- Chabba Cheema Location within Pakistan
- Coordinates: 32°18′51″N 74°00′47″E﻿ / ﻿32.31417°N 74.01306°E
- Country: Pakistan
- Province: Punjab
- District: Gujranwala

Area
- • Total: 2 km^{2} (0.77 sq mi)

Population
- • Estimate (2017): 1,214
- Time zone: UTC+5 (PST)
- Calling code: 055

= Chabba Cheema =

Village in Gujranwala, Punjab, Pakistan

Chabba Cheema is a small village located in Gujranwala District, of Punjab province, Pakistan. The village lies to the east of Ahmad Nagar Chattha.

For education in the village a Government Primary School is functional, by Government of Punjab, under the Board of Intermediate and Secondary Education, Gujranwala.

People go to Ahmad Nagar Chattha and Gujranwala city for higher education. Most of the population of the village is educated.
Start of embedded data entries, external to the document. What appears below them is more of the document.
PR #110, opened 2026-05-26
Fix: Add Secure flag to CXLH login hash cookie

Lightning11wins:
The CXLH cookie (used by `NHT_AUTH_HTTPSTRICT`) was missing the Secure attribute. This allows the browser to transmit the cookie over an unencrypted connection on HTTPS deployments that also accept HTTP.

This fix mirrors the existing pattern established for the session cookie pattern: Secure is appended to the CXLH Set-Cookie header when `conn->UsingTLS` is true, and omitted on plain HTTP connections.


gbeeley (approved):
This isn't an auth vulnerability, but the patch looks fine - thanks!

PR #723, opened 2025-10-06
ARJ: correct byte accounting and truncation errors

ppkarwasz:
In the current implementation:

* `getBytesRead()` could drift from the actual archive size after a full read.
* Exceptions on truncation errors were inconsistent or missing.
* `DataInputStream` (big-endian) forced ad-hoc helpers for ARJ’s little-endian fields.

This PR introduces:

* **Accurate byte accounting:** count all consumed bytes across main/file headers, variable strings, CRCs, extended headers, and file data. `getBytesRead()` now matches the archive length at end-of-stream.
* **Consistent truncation handling:**

  * Truncation in the **main (archive) header**, read during construction, now throws an `ArchiveException` **wrapping** an `EOFException` (cause preserved).
  * Truncation in **file headers or file data** is propagated as a plain `EOFException` from `getNextEntry()`/`read()`.
* **Endianness refactor:** replace `DataInputStream` with `EndianUtils`, removing several bespoke helpers and making intent explicit.

* Add assertion that `getBytesRead()` equals the archive size after full consumption.
* Parameterized truncation tests at key boundaries (signature, basic/fixed header sizes, end of fixed/basic header, CRC, extended-header length, file data) verifying the exception contract above.

### DIFF
--- a/src/main/java/org/apache/commons/compress/archivers/arj/ArjArchiveInputStream.java
+++ b/src/main/java/org/apache/commons/compress/archivers/arj/ArjArchiveInputStream.java
@@ -31,7 +31,6 @@ import org.apache.commons.compress.archivers.ArchiveEntry;
 import org.apache.commons.compress.archivers.ArchiveException;
 import org.apache.commons.compress.archivers.ArchiveInputStream;
 import org.apache.commons.compress.utils.ArchiveUtils;
-import org.apache.commons.compress.utils.IOUtils;
 import org.apache.commons.io.EndianUtils;
 import org.apache.commons.io.input.BoundedInputStream;
 import org.apache.commons.io.input.ChecksumInputStream;
@@ -396,15 +395,6 @@ public class ArjArchiveInputStream extends ArchiveInputStream<ArjArchiveEntry> {
         }
 
         return header;
-    }
-
-    private byte[] readRange(final InputStream in, final int len) throws IOException {
-        final byte[] b = IOUtils.readRange(in, len);
-        count(b.length);
-        if (b.length < len) {
-            throw new EOFException();
-        }
-        return b;
     }
 
     private ByteArrayOutputStream readString(final InputStream dataIn) throws IOException {


src/main/java/org/apache/commons/compress/archivers/arj/ArjArchiveInputStream.java
```diff
@@ -225,164 +235,174 @@ public int read(final byte[] b, final int off, final int len) throws IOException
...
+     */
     private byte[] readHeader() throws IOException {
-        boolean found = false;
-        byte[] basicHeaderBytes = null;
-        do {
+        byte[] basicHeaderBytes;
+        // TODO: Explain why we are scanning for a valid ARJ header
+        //       and don't throw, when an invalid/corrupted header is found,
+        //       which might indicate a corrupted archive.
+        while (true) {
```
ppkarwasz, line 270: The current code scans for the ARJ magic anywhere, ignoring invalid or corrupted entries. This favors the reading of self-extracting archives over strict validation of normal archives.

In a follow-up PR, I would like to:

* Use scanning **only** to locate the Main Archive Header (validate magic, lengths, CRC).
* After AMH, parse **strictly and contiguously** to end-of-archive; no skipping of invalid entries mid-stream.
* Add a builder option (e.g., `lenient` or `selfExtracting`) to enable AMH scanning, while by default assume that the ARJ archive starts at offset 0.

@garydgregory, what do you think?

ppkarwasz: A prototype of the `selfExtracting` option is available in branch [feat/arj-strict-validation](https://github.com/apache/commons-compress/tree/feat/arj-strict-validation)

src/main/java/org/apache/commons/compress/archivers/arj/ArjArchiveInputStream.java
```diff
@@ -128,6 +125,8 @@ private ArjArchiveInputStream(final InputStream inputStream, final Builder build
             if ((mainHeader.arjFlags & MainHeader.Flags.VOLUME) != 0) {
                 throw new ArchiveException("Multi-volume ARJ files are unsupported");
             }
+        } catch (final ArchiveException e) {
+            throw e;
         } catch (final IOException e) {
             throw new ArchiveException(e.getMessage(), (Throwable) e);
```
garydgregory: Since `ArchiveException` is an `IOException`, should we let this propagate as is, reflecting a real, low-level error? Then, there would be no need to rethrow the `ArchiveException` above.

src/main/java/org/apache/commons/compress/archivers/arj/ArjArchiveInputStream.java
garydgregory: Hi @ppkarwasz 

> DataInputStream (big-endian) forced ad-hoc helpers for ARJ’s little-endian fields.

I don't understand what the above means.

```java
        // TODO: Explain why we are scanning for a valid ARJ header
        //       and don't throw, when an invalid/corrupted header is found,
        //       which might indicate a corrupted archive.
```
Yes, please do explain it, or perhaps this was meant to be a draft PR? 😉 

I'm concerned that this is switching behavior around so much that we should instead introduce a `STRICT`/`LENIENT` `enum` option in the root builder that different classes can implement as they each best see fit. This would allow us to keep existing behavior or at least have users opt-in to whether they want strict or lenient behavior, no matter what the default is, where we can then decide when what defaults should be changed. Either way, if we do change the default behavior to strict and break some users' oddball files, they can ask for lenient processing.

WDYT?

ppkarwasz: > `DataInputStream` (big-endian) forced ad-hoc helpers for ARJ’s little-endian fields.

ARJ writes numbers in little-endian format, so I found that using `DataInputStream` is not very helpful, since we still need to inverse the order of the bytes after. Instead I used `EndianUtils` on a “normal” input stream, which in my opinion simplifies the class.

> Yes, please do explain it, or perhaps this was meant to be a draft PR? 😉

The `ArjArchiveInputStream` is the only input stream in Commons Compress that does not throw, when an invalid entry is found (e.g. mismatching CRC). The invalid entry is simply skipped.

Since we don't have any tests that use this feature, my guess is that it was meant to handle self-extracting archives, which contain an executable stub and a regular ARJ archive. If an “invalid” entry is found in the executable stub, it should be skipped, but an “invalid” entry in the data part of the executable should throw.

This PR does **not** modify the existing behavior. I opened #728 for that.

src/main/java/org/apache/commons/compress/archivers/arj/ArjArchiveInputStream.java
ppkarwasz: That’s an excellent point! :100:

The new `Builder.get()` method declares `throws Exception`, but many of the older or deprecated constructors either don’t declare any checked exceptions or use `ArchiveException`. To avoid **source** incompatibility, we had to add extra “helper” constructors.

Since we’ve already introduced some **source-incompatible** changes elsewhere in Commons Compress, maybe it’s simpler to just have the old constructor declare `throws IOException`. What do you think?

garydgregory: I'm OK with changing the signature to throw IOException, it's binary compatible. Go for it 😄

ppkarwasz: I did it for all archivers in #731.

We probably need to sleep on this, since a binary compatible, but source incompatible change will still break many user applications.

garydgregory: Check on #731, merged!

ppkarwasz:
@garydgregory,

I resolved the conflicts and sorted the methods alphabetically.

Farming is the only livelihood of the people in the village, a few people are government employees. For Basic Essentials People go to Ahmad Nagar Chattha like food, education, health and electricity. The only way to get to Chabba Cheema is by Road. Chabba Cheema is connected with Ghakhar via by road. The village is quite peaceful with very low crime rate as compare to other nearby villages. Mostly the people are well off and live a quality life. People from various Jatt Clans are living in the village but the majority of the population belongs to "cheema" clan. The soil of the area is very fertile. The total area, including agricultural land, of chabba cheema is 1400 acres (estimated). The major crops cultivated are rice and wheat. But sugarcane, tobacco, potatoes, watermelon, maize and strawberry are also cultivated.